Tunnel status widget

This widget lists the site-to-site VPNs, including SASE topology VPN, configured using the Cloud-Delivered Firewall Management Center and their tunnel statuses.

Features of the widget

Hover over a topology and click View ( View button ) to view these details about the topology:

General—Displays more information about the nodes such as IP address and interface name.
CLI Details—Displays the CLI outputs for the following commands:
- show crypto ipsec sa peer: Displays the IPsec SAs built between Node A and B.
- show vpn-sessiondb l2l filter ipaddress : Displays information about VPN sessions.
For an extranet device, no command output appears.
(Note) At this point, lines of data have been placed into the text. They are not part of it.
PR #1715, opened 2021-03-21
feat: Add option to skip config validation

### LINKED ISSUE #1710: Allow device & shard count validation to be skipped

pawelpasterz:
Fixes #1710

2. launch test run with config:
    ```
    flank:
      max-test-shards: 5000000
    ```
3. you should see a validation error message `max-test-shards must be ...`
4. launch test run with config:
    ```
    flank:
      max-test-shards: 5000000
      skip-config-validation: true
    ```
5. test run proceeds normally

## Checklist

- [x] Documented
- [x] Unit tested

### DIFF
--- a/test_runner/src/main/kotlin/ftl/args/ValidateAndroidArgs.kt
+++ b/test_runner/src/main/kotlin/ftl/args/ValidateAndroidArgs.kt
@@ -15,7 +15,7 @@ import ftl.run.exception.FlankGeneralError
 import ftl.run.exception.IncompatibleTestDimensionError
 import java.io.File
 
-fun AndroidArgs.validate() = apply {
+fun AndroidArgs.validate() = if (shouldValidateConfig) apply {
     commonArgs.validate()
     assertDevicesSupported()
     assertShards()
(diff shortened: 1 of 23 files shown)


pawelpasterz:
@flank-it

Sloox (approved):

Sloox:
Ended up being more simple than we predicted during planning :)

test_runner/src/main/kotlin/ftl/args/ValidateAndroidArgs.kt
```diff
@@ -15,7 +15,7 @@ import ftl.run.exception.FlankGeneralError
 import ftl.run.exception.IncompatibleTestDimensionError
 import java.io.File
 
-fun AndroidArgs.validate() = apply {
+fun AndroidArgs.validate() = if (shouldValidateConfig) apply {
```
piotradamczyk5, line 18: `run` fits better in my opinion

piotradamczyk5 (approved):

Important details about the IKE and IPsec sessions, derived from the above command outputs, appear in a summarized, and user-friendly format. You can view the details of both nodes at a time. The icon next to the node name specifies the authentication type: preshared key or client certificate. The details include IKE statistics per tunnel and IPsec SA statistics as shown below:

Tunnel Status > View > CLI Details
Packet Tracer—Use packet tracer to troubleshoot the VPN tunnels.

Packet Tracer

Packet tracer allows you to troubleshoot VPN tunnels between two threat defense devices. You can check if the VPN connection between device A and device B is up. This tool performs these actions:

Injects a packet into the device and tracks the packet flow from the ingress to the egress ports.
Simulates traffic after you configure the ingress interfaces of the devices along with the protected networks.
Evaluates the packet against modules such as flow and route lookups, ACLs, protocol inspection, NAT, and QoS.

Image of Packet Tracer tool in the widget — Packet Tracer

For each device, the tool runs an encrypted trace and a decrypted trace (packet is treated as decrypted VPN traffic). You can run four different traces between the ingress and egress ports of the devices. Click the individual encrypt and decrypt options to enable or disable the trace.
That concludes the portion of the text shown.